[Stored items]
● ● ● ● ● ● ●

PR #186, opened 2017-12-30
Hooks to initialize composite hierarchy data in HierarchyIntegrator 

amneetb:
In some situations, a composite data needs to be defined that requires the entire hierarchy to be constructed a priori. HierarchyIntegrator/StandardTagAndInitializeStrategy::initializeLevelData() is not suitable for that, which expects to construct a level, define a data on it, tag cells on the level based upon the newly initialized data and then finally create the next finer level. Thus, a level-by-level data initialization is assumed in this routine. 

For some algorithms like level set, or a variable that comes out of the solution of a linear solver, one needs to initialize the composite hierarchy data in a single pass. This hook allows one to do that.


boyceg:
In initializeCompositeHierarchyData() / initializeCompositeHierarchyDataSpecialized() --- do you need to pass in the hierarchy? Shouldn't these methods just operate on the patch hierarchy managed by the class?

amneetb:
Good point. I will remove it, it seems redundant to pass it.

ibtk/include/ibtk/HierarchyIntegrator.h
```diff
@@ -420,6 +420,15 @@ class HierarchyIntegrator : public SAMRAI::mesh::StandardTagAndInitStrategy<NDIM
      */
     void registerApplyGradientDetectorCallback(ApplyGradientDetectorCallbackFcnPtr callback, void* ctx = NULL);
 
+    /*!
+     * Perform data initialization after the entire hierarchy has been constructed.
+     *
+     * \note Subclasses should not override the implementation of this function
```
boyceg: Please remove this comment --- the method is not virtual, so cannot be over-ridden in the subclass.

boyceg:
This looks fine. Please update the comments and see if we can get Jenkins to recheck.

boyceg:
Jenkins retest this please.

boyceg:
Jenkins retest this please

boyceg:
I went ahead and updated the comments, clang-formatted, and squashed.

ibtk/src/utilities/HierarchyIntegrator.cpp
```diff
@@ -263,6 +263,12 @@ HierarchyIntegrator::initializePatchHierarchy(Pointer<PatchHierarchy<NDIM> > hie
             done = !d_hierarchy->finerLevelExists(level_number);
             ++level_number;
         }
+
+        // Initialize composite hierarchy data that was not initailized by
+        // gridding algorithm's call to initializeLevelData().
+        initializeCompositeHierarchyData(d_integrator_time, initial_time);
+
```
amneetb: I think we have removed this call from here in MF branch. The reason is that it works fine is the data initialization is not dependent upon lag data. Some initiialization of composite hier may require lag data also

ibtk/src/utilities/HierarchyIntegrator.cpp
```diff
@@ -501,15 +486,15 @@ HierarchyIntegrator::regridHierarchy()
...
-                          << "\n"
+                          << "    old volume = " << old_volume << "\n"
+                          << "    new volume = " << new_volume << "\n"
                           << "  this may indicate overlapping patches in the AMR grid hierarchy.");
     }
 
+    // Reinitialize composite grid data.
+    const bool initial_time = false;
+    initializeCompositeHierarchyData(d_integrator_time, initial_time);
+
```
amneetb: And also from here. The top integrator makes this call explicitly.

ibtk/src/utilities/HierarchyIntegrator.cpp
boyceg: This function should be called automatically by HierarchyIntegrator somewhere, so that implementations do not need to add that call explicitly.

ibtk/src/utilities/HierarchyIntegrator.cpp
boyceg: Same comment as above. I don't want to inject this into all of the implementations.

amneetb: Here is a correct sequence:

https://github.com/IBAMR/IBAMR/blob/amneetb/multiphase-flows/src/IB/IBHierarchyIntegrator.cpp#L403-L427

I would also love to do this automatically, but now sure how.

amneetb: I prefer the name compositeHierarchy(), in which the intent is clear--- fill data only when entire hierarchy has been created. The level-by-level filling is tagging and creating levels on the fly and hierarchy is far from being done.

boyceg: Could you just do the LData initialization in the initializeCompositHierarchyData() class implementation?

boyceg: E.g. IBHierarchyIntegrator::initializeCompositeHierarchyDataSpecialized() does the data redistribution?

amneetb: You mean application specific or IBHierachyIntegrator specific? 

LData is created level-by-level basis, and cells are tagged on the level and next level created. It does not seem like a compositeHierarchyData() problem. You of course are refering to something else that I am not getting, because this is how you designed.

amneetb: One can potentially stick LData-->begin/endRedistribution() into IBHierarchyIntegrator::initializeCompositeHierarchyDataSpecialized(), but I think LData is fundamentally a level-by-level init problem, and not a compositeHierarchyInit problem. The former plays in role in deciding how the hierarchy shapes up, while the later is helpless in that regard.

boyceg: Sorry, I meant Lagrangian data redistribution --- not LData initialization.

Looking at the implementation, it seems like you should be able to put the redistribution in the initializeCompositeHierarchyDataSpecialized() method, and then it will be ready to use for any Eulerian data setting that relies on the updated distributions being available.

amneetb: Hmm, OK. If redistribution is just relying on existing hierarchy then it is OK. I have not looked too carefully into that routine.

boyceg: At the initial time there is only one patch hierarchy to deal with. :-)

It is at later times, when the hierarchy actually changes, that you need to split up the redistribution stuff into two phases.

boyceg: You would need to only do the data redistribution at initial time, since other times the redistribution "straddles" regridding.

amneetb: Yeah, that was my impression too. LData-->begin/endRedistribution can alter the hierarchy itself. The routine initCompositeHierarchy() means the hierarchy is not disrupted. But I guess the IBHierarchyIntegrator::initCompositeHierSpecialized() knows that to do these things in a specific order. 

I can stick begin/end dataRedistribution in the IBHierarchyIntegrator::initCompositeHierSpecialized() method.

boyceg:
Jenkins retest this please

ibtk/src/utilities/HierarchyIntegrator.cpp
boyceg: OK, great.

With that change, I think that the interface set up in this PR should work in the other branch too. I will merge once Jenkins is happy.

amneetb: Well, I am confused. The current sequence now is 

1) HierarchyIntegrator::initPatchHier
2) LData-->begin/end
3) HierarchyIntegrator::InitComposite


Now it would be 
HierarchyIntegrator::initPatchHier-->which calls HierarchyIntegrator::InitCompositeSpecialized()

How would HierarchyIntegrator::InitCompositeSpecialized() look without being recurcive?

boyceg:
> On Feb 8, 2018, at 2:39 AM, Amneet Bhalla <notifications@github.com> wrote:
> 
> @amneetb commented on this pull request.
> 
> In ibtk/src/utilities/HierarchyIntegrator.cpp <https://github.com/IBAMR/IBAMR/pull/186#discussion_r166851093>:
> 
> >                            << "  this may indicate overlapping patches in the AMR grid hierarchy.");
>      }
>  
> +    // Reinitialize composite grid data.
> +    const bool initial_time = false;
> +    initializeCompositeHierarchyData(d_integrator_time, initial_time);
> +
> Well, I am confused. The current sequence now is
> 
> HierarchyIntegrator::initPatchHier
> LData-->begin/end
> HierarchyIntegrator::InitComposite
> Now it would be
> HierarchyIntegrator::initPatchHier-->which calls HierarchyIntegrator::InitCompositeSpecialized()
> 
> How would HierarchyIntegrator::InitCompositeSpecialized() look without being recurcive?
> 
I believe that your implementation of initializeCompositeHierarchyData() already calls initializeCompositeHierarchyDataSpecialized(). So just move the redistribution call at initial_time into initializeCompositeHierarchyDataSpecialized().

● ● ● ● ● ● ●

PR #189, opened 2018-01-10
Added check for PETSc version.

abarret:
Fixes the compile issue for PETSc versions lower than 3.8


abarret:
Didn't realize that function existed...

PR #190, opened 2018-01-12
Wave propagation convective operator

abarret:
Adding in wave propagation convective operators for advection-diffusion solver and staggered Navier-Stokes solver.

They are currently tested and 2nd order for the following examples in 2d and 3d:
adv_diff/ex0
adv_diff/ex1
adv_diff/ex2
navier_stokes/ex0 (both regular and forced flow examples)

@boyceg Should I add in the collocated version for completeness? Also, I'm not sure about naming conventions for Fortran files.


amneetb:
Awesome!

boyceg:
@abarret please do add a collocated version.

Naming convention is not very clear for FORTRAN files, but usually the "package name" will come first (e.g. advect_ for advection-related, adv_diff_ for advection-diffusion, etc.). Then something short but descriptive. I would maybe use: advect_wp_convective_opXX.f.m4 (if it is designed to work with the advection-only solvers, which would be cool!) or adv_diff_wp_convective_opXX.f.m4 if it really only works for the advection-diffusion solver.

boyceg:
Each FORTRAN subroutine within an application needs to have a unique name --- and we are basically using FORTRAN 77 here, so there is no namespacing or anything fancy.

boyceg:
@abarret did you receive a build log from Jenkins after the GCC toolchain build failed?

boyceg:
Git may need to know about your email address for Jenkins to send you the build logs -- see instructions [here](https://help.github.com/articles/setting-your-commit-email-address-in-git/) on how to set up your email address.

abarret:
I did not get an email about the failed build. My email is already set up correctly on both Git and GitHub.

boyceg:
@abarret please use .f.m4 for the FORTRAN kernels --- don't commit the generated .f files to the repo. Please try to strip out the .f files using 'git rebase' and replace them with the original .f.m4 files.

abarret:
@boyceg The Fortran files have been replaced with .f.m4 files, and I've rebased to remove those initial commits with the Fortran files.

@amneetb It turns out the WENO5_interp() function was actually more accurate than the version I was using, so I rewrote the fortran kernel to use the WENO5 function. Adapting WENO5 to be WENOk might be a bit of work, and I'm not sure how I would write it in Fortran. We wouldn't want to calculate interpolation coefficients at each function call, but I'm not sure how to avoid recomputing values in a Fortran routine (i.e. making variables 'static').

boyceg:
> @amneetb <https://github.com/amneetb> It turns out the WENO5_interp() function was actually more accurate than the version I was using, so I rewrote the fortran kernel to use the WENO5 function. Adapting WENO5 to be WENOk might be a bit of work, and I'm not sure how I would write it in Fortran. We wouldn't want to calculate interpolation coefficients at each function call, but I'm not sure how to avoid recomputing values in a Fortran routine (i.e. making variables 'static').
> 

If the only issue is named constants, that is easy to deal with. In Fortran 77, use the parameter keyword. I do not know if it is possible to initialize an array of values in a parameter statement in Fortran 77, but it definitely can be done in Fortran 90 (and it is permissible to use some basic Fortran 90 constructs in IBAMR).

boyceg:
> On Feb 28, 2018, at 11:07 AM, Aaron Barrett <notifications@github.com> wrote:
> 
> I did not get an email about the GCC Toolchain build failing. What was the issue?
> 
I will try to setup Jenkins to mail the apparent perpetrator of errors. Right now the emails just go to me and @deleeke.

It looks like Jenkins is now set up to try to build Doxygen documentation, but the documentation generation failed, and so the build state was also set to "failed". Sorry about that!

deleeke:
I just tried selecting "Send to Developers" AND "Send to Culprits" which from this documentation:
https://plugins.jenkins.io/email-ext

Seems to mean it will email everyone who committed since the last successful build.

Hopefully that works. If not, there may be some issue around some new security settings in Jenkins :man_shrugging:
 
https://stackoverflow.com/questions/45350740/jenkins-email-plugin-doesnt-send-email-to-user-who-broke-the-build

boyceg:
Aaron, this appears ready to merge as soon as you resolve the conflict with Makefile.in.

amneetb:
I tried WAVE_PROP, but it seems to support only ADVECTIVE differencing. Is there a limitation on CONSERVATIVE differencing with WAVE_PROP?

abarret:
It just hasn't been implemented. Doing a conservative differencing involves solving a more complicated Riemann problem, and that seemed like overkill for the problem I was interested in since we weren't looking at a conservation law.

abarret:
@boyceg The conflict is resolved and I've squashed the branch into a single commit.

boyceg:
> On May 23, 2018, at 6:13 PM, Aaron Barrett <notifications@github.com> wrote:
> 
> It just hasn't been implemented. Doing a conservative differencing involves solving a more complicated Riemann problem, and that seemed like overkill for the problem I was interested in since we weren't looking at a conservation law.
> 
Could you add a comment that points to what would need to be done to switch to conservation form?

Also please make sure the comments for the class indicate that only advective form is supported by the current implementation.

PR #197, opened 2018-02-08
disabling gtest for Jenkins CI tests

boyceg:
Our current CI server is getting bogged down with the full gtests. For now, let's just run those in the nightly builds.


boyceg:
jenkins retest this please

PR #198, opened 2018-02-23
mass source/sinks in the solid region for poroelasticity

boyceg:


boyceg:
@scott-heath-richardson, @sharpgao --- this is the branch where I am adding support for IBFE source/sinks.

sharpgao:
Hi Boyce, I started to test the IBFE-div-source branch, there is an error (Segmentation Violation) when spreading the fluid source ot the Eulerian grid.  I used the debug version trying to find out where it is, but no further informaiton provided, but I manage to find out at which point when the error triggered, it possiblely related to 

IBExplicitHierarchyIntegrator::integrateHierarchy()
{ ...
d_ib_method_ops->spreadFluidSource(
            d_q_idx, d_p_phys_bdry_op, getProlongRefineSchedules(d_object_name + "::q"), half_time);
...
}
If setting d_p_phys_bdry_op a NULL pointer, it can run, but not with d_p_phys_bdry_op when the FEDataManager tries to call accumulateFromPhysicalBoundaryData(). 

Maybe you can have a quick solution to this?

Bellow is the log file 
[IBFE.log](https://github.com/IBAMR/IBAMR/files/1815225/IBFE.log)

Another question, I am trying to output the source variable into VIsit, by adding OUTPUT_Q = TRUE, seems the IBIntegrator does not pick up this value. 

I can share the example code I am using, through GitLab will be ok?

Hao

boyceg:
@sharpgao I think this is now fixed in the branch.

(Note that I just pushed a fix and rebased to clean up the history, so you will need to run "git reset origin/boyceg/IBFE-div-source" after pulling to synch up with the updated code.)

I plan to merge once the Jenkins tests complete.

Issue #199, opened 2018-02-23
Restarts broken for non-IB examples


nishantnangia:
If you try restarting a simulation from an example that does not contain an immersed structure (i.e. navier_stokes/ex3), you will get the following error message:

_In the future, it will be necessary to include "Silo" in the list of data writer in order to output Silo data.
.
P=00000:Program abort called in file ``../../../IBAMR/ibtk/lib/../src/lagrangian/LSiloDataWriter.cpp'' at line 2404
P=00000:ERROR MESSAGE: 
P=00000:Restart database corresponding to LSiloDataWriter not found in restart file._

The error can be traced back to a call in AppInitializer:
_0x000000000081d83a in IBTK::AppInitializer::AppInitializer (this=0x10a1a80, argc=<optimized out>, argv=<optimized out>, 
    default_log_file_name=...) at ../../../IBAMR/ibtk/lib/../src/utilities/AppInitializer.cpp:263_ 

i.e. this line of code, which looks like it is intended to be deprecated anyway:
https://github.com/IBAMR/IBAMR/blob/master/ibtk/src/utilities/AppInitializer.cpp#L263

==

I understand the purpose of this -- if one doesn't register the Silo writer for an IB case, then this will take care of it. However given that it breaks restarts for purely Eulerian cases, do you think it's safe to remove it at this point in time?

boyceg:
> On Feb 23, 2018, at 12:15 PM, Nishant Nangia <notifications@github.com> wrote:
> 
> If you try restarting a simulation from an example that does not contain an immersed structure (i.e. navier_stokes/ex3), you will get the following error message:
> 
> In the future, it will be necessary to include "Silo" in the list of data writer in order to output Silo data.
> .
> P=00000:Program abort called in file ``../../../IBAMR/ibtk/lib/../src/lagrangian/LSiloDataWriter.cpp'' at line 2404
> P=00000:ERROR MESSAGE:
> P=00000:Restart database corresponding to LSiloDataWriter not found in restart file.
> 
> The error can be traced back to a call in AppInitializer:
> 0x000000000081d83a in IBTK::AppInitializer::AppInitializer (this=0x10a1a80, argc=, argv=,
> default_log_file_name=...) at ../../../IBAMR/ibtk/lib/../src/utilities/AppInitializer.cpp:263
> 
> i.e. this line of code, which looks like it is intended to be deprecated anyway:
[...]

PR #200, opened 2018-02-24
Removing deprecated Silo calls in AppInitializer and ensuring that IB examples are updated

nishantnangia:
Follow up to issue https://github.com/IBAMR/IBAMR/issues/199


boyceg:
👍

● ● ● ● ● ● ●

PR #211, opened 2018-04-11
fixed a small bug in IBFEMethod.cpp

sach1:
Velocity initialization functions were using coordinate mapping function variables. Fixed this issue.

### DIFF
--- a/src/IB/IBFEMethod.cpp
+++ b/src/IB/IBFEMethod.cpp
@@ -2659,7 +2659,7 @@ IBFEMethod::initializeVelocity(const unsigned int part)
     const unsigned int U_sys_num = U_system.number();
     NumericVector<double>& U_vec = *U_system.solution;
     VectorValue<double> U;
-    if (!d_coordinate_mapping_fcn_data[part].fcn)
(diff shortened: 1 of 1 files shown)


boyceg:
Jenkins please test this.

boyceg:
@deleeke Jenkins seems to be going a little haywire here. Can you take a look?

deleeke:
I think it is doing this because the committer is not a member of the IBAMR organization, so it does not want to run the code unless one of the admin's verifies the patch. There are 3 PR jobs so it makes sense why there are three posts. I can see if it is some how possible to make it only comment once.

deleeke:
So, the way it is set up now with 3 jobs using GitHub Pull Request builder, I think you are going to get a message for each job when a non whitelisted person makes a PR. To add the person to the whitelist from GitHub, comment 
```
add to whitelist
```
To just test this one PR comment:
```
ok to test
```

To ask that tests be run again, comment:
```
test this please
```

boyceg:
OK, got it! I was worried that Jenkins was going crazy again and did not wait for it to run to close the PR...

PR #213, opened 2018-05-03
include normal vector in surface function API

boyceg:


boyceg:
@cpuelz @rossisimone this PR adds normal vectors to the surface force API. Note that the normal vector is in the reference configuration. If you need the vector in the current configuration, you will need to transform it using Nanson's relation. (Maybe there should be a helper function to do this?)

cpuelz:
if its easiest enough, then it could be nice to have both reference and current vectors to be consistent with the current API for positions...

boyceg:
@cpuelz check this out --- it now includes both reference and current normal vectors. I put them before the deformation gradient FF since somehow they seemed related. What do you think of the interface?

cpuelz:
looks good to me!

● ● ● ● ● ● ●

• **Task to carry out**
Your task is to copy each line of the entries that includes the word "makes".

• **Response**
amneetb: And also from here. The top integrator makes this call explicitly.
I think it is doing this because the committer is not a member of the IBAMR organization, so it does not want to run the code unless one of the admin's verifies the patch. There are 3 PR jobs so it makes sense why there are three posts. I can see if it is some how possible to make it only comment once.
So, the way it is set up now with 3 jobs using GitHub Pull Request builder, I think you are going to get a message for each job when a non whitelisted person makes a PR. To add the person to the whitelist from GitHub, comment 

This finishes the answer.